## Saved data entries

PR #15869, opened 2022-06-17
style: fixed star rating component styling for seo performance

morganm58:
fixes CXSPA-440
https://jira.tools.sap/browse/CXSPA-440


projects/storefrontstyles/scss/components/product/_star-rating.scss
```diff
@@ -9,6 +13,10 @@
     font-size: 20px;
     margin: 0 2.5px;
 
+    @include media-breakpoint-down(sm) {
+      font-size: 48px;
```
developpeurweb, line 17: @morganm58 Although it passes validation, this seems so big it takes the focal point away from the product. Please validate with designers and @Xymmer 

Screen Shot 2022-06-21 at 3 49 05 PM

Here's an alternative using padding only

Screen Shot 2022-06-21 at 3 47 31 PM

developpeurweb (changes requested):

PR #15789, opened 2022-05-25
chore: Re-wire the events in checkout for better readability and tracing

bgambocjaviniar:
closes https://jira.tools.sap/browse/CXSPA-519

PR #15870, opened 2022-06-20
fix: Spinner in guest checkout after event refactoring

bgambocjaviniar:
related https://jira.tools.sap/browse/CXSPA-603

bug started from https://github.com/SAP/spartacus/pull/15789

### DIFF
--- a/feature-libs/cart/base/root/events/multi-cart-event.listener.ts
+++ b/feature-libs/cart/base/root/events/multi-cart-event.listener.ts
@@ -23,7 +23,9 @@ export class MultiCartEventListener implements OnDestroy {
   protected onCartBaseAction(): void {
     this.subscriptions.add(
       this.eventService.get(LoadCartEvent).subscribe(({ userId, cartId }) => {
-        this.multiCartFacade.loadCart({ userId, cartId });
+        if (userId && cartId) {
+          this.multiCartFacade.loadCart({ userId, cartId });
+        }
       })
     );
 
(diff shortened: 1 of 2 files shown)


feature-libs/cart/base/root/events/multi-cart-event.listener.ts
```diff
@@ -23,7 +23,9 @@ export class MultiCartEventListener implements OnDestroy {
   protected onCartBaseAction(): void {
     this.subscriptions.add(
       this.eventService.get(LoadCartEvent).subscribe(({ userId, cartId }) => {
-        this.multiCartFacade.loadCart({ userId, cartId });
+        if (userId && cartId) {
```
bgambocjaviniar, line 26: reason why this needs to be done was from the previous checkout event refactoring https://github.com/SAP/spartacus/pull/15789

We now dispatch an extra layer of event to help with readability + tracing, but now it causes issues, where some events requires additional payloads.

------
This is really not the issue to fix in guest checkout. This fixes the error we get after login in, where it says "lack of permissions". The fix for guest checkout can be found in checkout-event.module.ts as it was forgotten to bootstrap the 'new' event listener

bgambocjaviniar: for the reviewer:

OPTION 1: conditional userId and cartId to dispatch load cart

OR

OPTION 2: should I change the logic for the LoginEvent to accept the userId and cartId as the payload? This will remove this conditional statement. I believe we can go this route as it make sense that the user might want to know know the current userId and cartId of the logged in user. What do you think?

WeizhengSap (approved):

PR #15875, opened 2022-06-20
fix: Site freezes after agent logs out of ASM

bullfroggy-sap:
Revert ["Site freezes when logging out of ASM"](https://github.com/SAP/spartacus/commit/10bf6c09ce691e1967d751eeb909f16dcef32cb3)
Explicitly set logout process back to false after the operation has completed
Create e2e and unit tests to verify new logout behavior

### DIFF
--- a/integration-libs/cdc/root/guards/cdc-logout.guard.spec.ts
+++ b/integration-libs/cdc/root/guards/cdc-logout.guard.spec.ts
@@ -18,10 +18,6 @@ class MockAuthService implements Partial<AuthService> {
   coreLogout() {
     return Promise.resolve();
   }
-
-  isUserLoggedIn(): Observable<boolean> {
-    return of(true);
-  }
 }
 
 const gigya = {
--- a/projects/storefrontapp-e2e-cypress/cypress/helpers/vendor/cds/merchandising-carousel.ts
+++ b/projects/storefrontapp-e2e-cypress/cypress/helpers/vendor/cds/merchandising-carousel.ts
@@ -344,12 +344,13 @@ export function navigateToHomepage(): void {
 
 export function navigateToCategory(
   categoryName: string,
-  categoryCode: string
+  categoryCode: string,
+  force: boolean = true
 ): void {
   const categoryPage = waitForCategoryPage(categoryCode, 'getCategory');
   cy.get('cx-category-navigation cx-generic-link a')
     .contains(categoryName)
-    .click({ force: true });
+    .click({ force });
   cy.wait(`@${categoryPage}`).its('response.statusCode').should('eq', 200);
 }
 
--- a/projects/storefrontapp-e2e-cypress/cypress/integration/regression/asm/asm.e2e-spec.ts
+++ b/projects/storefrontapp-e2e-cypress/cypress/integration/regression/asm/asm.e2e-spec.ts
@@ -8,6 +8,8 @@ import { getSampleUser } from '../../../sample-data/checkout-flow';
 import { clearAllStorage } from '../../../support/utils/clear-all-storage';
 import * as consent from '../../../helpers/consent-management';
 import { fillShippingAddress } from '../../../helpers/checkout-forms';
+import { waitForCategoryPage, waitForPage } from '../../../helpers/checkout-flow';
+import { navigateToCategory, navigateToHomepage } from '../../../helpers/vendor/cds/merchandising-carousel';
 
 let customer: any;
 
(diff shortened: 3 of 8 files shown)


projects/storefrontapp-e2e-cypress/cypress/helpers/vendor/cds/merchandising-carousel.ts
```diff
@@ -344,12 +344,13 @@ export function navigateToHomepage(): void {
...
   categoryName: string,
-  categoryCode: string
+  categoryCode: string,
+  force: boolean = true
 ): void {
   const categoryPage = waitForCategoryPage(categoryCode, 'getCategory');
   cy.get('cx-category-navigation cx-generic-link a')
     .contains(categoryName)
-    .click({ force: true });
+    .click({ force });
```
plabadie, line 353: Was this test flaky?

integration-libs/cdc/root/guards/cdc-logout.guard.spec.ts
```diff
@@ -18,10 +18,6 @@ class MockAuthService implements Partial<AuthService> {
   coreLogout() {
     return Promise.resolve();
   }
-
-  isUserLoggedIn(): Observable<boolean> {
-    return of(true);
-  }
```
plabadie, line 24: Why remove this?

bullfroggy-sap: It was added in the previous PR which was reverted.

projects/storefrontapp-e2e-cypress/cypress/helpers/vendor/cds/merchandising-carousel.ts
bullfroggy-sap: I'm not sure if it was flaky, but it seemed like bad practice to always force the click. That leads to clicks occurring while the ui is not technically [actionable](https://docs.cypress.io/guides/core-concepts/interacting-with-elements#Actionability). In my opinion, if a test is written correctly, force should never be necessary. So I made it optional to force the click (though force is still true by default to avoid breaking changes).

integration-libs/cdc/root/guards/cdc-logout.guard.spec.ts
plabadie: Ah ok, thanks.

projects/storefrontapp-e2e-cypress/cypress/helpers/vendor/cds/merchandising-carousel.ts
plabadie: We have many clicks with `force: true` in the test code base.  I agree that it is best not to use `force: true`, but in practice, not using it made many tests too flaky to be usable.  Expect to see many `force: true` in the tests code.
In this case, If the default is true then this should be fine, however I think the asm test should use force true for reliability.

Another reason why force: true is used a lot is that it's not within the scope of most tests to make assertions  about the navigation menu.  More over, I think that force: true is useful in the mobile viewports where the navigation menu is buried under the hamburger menu.

plabadie:
We use 2 branch name prefixes:  `epic` (`epic/CXSPA-9999`) for epics and `feature`  (`feature/CXSPA-9999`) for all the rest, even bug fixes like this PR.

bullfroggy-sap:
> We use 2 branch name prefixes: `epic` (`epic/CXSPA-9999`) for epics and `feature` (`feature/CXSPA-9999`) for all the rest, even bug fixes like this PR.

Oh, my bad. Will close this and make a new one with the correct prefix.

projects/storefrontapp-e2e-cypress/cypress/integration/regression/asm/asm.e2e-spec.ts
```diff
@@ -81,6 +89,13 @@ context('Assisted Service Module', () => {
       cy.get('button[title="Close ASM"]').click();
       cy.get('cx-asm-main-ui').should('exist');
       cy.get('cx-asm-main-ui').should('not.be.visible');
+
+      // CXSPA-301/GH-14914
+      // Must ensure that site is still functional after service agent logout
+      navigateToHomepage();
+      cy.get('cx-storefront.stop-navigating').should('exist');
+      navigateToCategory('Brands', 'brands', false);
```
plabadie, line 97: See other comment about using force: true

bullfroggy-sap: I made sure this is in a stable place before clicking so that force true is not needed.

PR #15883, opened 2022-06-22
chore: fix "Public API Changes" bot 

Platonn:
**Improvements**:
- make the "Public API changes" bot back working in CI (get rid of all the errors in the script)
  - side effect: reduce the time of executing "Public API changes" bot from 2h back to ~30min (see [test PR](https://github.com/SAP/spartacus/actions/runs/2580268027))
- reduced the warnings noise in logs:
  - disabled API-extractor warnings not relevant in our project, e.g. [warning for missing release tags like alpha/beta/internal/public in our TSDocs](https://api-extractor.com/pages/messages/ae-missing-release-tag/),
  - disabled API-extractor warnings about missing exports, because sometimes caused false-positive warnings e.g. when an interface is exported, but from a different library
  - disabled all warnings from TSDocs parser (checking the syntax of TSDocs is not in scope of our breaking changes detection bot; generated ~30k warnings per script execution before)
- reduced the warnings noise in the report comment:
  - API Extractor warnings are not printed to the report comment, but only in the console of the script - to avoid fake reports because of a different file path, for example:
     ```diff
     -// /github/workspace/branch-clone/dist/<...file path> - <warning message>
     +// /github/workspace/dist/<...file path> - <warning message>
    ```

**Changes**:
- analyze d.ts instead of TS files in dependent libraries (e.g. when finding `import {X} from '@spartacus/core'`, analyze `dist/core/.../.d.ts` instead of `/projects/core/.../.ts`)
- disable api-extractor warning of type `ae-missing-release-tag` and `ae-forgotten-export`
- disable all TSDoc warnings (of type `tsdocMessageReporting`)
- disable reporting warnings in the markdown report, but leave them in the script console output
- add explicit return type for `APP_INITIALIZER`s that returned `()=>Promise<Config>` - to avoid api-extractor error `ERROR: Failed to fetch entity for import() type node: import("@spartacus/core").Config`
  - by the way, I added also missing return types for other `APP_INITIALIZER`s, which was not essential for this PR
- by the way, removed some redundant JSDoc notices `@member` from `occ-models.ts` - which caused warnings in api-extractor and were redundant

**Implementation notes**:
Previously for API Extractor tool we used the tsconfig with path mappings to source code (e.g. for resolving an import from `@spartacus/core` it looked up the source code TS files in `projects/core/*`).

According to https://api-extractor.com/pages/messages/ae-wrong-input-file-type/ , it seems that we were using the api-extractor tool not in a way that the tool's authors assumed. We analyzed TS files (only in dependency packages), but api-extractor expects to analyze d.ts

Moreover, since API Extractor v7.24.0 (released 2022-05-14), analyzing TS files throws an error (see [changelog](https://github.com/microsoft/rushstack/blob/main/apps/api-extractor/CHANGELOG.md#7240) and [troubleshooting page](https://api-extractor.com/pages/messages/ae-wrong-input-file-type/)), which caused our CI script for api-extractor to fail since 2022-05-14.

In this PR, we start using the "production" version of `tsconfig` (`tsconfig.app.prod.json` instead of `tsconfig.json`), which uses `"paths"` mapping to the `/dist` folder, which contains d.ts files.


tsconfig.api-extractor.json
```diff
@@ -1,6 +1,6 @@
 {
   //TODO: Remove file and reference to it when everything is adjusted to strict mode
-  "extends": "./tsconfig.json",
+  "extends": "./projects/storefrontapp/tsconfig.app.prod.json",
```
Platonn, line 3: Thanks to using production `"paths"` mappings in tsconfig, the dependencies types are resolved based on their compiled d.ts files instead of the source code .ts files

bgambocjaviniar (commented):
^ the merges above from develop was just to test the core pipeline :P 
looking good so far

I'll be adding comments if ever for this PR soon when I test shortly

feature-libs/asm/root/asm-loader.module.ts
```diff
@@ -26,7 +26,7 @@ export class AsmLoaderModule {}
  * to a real component; the router and state aren't available in an optimized
  * way during the APP_INITIALIZER.
  */
-export function asmFactory(asmEnablerService: AsmEnablerService) {
+export function asmFactory(asmEnablerService: AsmEnablerService): () => void {
   const isReady = () => {
```
bgambocjaviniar, line 30: not related to this file, but I believe you missed 2 last typings, which are:
 
- `feature-libs/asm/core/asm-core.module.ts` for `asmStatePersistenceFactory`
- `projects/storefrontlib/layout/a11y/skip-link/skip-link.module.ts` for `skipLinkFactory`

projects/core/src/config/config-initializer/config-initializer.module.ts
```diff
@@ -1,28 +1,29 @@
+import { LOCATION_INITIALIZED } from '@angular/common';
 import {
   APP_INITIALIZER,
   ModuleWithProviders,
   NgModule,
   Optional,
 } from '@angular/core';
-import { ConfigInitializerService } from './config-initializer.service';
+import { Config } from '../config-tokens';
```
bgambocjaviniar, line 8: 👍 since it came from @spartacus/core for relative paths instead of others like in feature-libs that will take from @spartacus/core

.github/api-extractor-action/api-extractor.json
```diff
@@ -307,6 +307,11 @@
...
         "logLevel": "warning"
         // "addToApiReportFile": false
+      },
+
+      // Spartaus: currently we don't use the release tags @alpha/@beta/@internal/@public in our JSDocs:
+      "ae-missing-release-tag": {
+        "logLevel": "none"
       }
 
       // "ae-extra-release-tag": {
```
bgambocjaviniar, line 323: In the report, there exist `ae-forgotten-export`, but I don't see a config option to disable it https://api-extractor.com/pages/messages/ae-forgotten-export/. 

Moreover, I don't see a reason for why it would complain/warn when I do see those models/interfaces/enums are being exported. 

Examples can be found from the report [here - fake develop](https://github.com/SAP/spartacus/pull/15908#issuecomment-1168097346)

bgambocjaviniar (changes requested):

.github/api-extractor-action/api-extractor.json
bgambocjaviniar: Not sure what to do with those warnings to be honest.

bgambocjaviniar (changes requested):
Should be ready to merge after fixing the missing typings AND answering whether the `ae-forgotten-export` is an issue` as the [report looks good to me](https://github.com/SAP/spartacus/pull/15908#issuecomment-1168097346) and [these logs showing the cache is being used from base](https://github.com/SAP/spartacus/runs/7083916038?check_suite_focus=true#step:4:91)

feature-libs/asm/root/asm-loader.module.ts
Platonn: Thanks for noticing. Now added types in https://github.com/SAP/spartacus/pull/15883/commits/825b245c3e0aa485cc672f8fef20cf04bdcd5f16

.github/api-extractor-action/api-extractor.json
Platonn: Those warnings are not helpful also because the `OrderEntry` for example IS exported, but from a different library. So the warning is false-positive in this case. Perhaps it's due to our misconfiguration or misusage of the API Extractor tool on our side... we would need to investigate more.

Getting notified about potentially forgotten exports is not a primary purpose of our Public API Changes bot. So I don't want invest time into investigating.

Although getting hints like “You forgot to export something” would be nice nice…. if doens’t work correctly ootb in our case, I'm for disabling this warning.

bgambocjaviniar (approved):

PR #15885, opened 2022-06-22
feat: add purchase order column to order history list

kimhw0630:
if  purchaseOrderNumber property existence from the backend result and then show PO Number column in Order history


feature-libs/order/components/order-history/order-history.component.spec.ts
```diff
@@ -120,6 +144,20 @@ class MockReplenishmentOrderHistoryFacade
   }
 }
 
+@Directive({
```
justinlee01: I know several existing SPA files do this, but I wonder if this should be declared in the `describe`. It seems like a waste of memory otherwise.

justinlee01 (dismissed):

feature-libs/order/components/order-history/order-history.component.html
```diff
@@ -53,92 +53,242 @@ <h2 *ngIf="!type.replenishmentOrder">
...
-              </tr>
-            </tbody>
-          </table>
+
+          <ng-container *cxFeatureLevel="'5.1'">
+            <table
+              role="table"
+              id="order-history-table"
+              class="table cx-order-history-table"
+              [ngClass]="{ 'cx-order-history-table-po': hasPONumber }"
```
Zeyber: Could we move the featureLevel condition into the class on `hasPONumber` so that we can add deprecation notes to the newly exposed flag? We shouldn't need to duplicate the table in the template if the flag itself depends on the feature level.

feature-libs/order/components/order-history/order-history.component.spec.ts
Zeyber: It could be easier to use a spy to mock the `isLevel` condition on the `FeatureConfigService`.

Zeyber (changes requested):

feature-libs/order/components/order-history/order-history.component.html
kimhw0630: done thanks

feature-libs/order/components/order-history/order-history.component.html
```diff
@@ -86,7 +108,44 @@ <h2 *ngIf="!type.replenishmentOrder">
...
                   >
                 </td>
-                <td class="cx-order-history-placed">
+                <ng-container *ngIf="hasPONumber">
+                  <td role="cell" class="cx-order-history-po">
+                    <div class="cx-order-history-label">
+                      {{ 'orderHistory.PONumber' | cxTranslate }}
+                    </div>
+                    <a
+                      *ngIf="order.purchaseOrderNumber"
```
Zeyber, line 114: Do we need this condition if `hasPONumber` is already true?

feature-libs/order/components/order-history/order-history.component.html
```diff
@@ -53,12 +53,33 @@ <h2 *ngIf="!type.replenishmentOrder">
...
-          <table id="order-history-table" class="table cx-order-history-table">
+
+          <table
+            role="table"
+            id="order-history-table"
+            class="table cx-order-history-table"
+            [ngClass]="{ 'cx-order-history-table-po': hasPONumber }"
+          >
+            <ng-container *cxFeatureLevel="'5.1'">
+              <caption class="cx-visually-hidden">
```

## Assigned task
Each line of the entries above that contains "refactoring" is to be copied.

## Completed task
fix: Spinner in guest checkout after event refactoring
bgambocjaviniar, line 26: reason why this needs to be done was from the previous checkout event refactoring https://github.com/SAP/spartacus/pull/15789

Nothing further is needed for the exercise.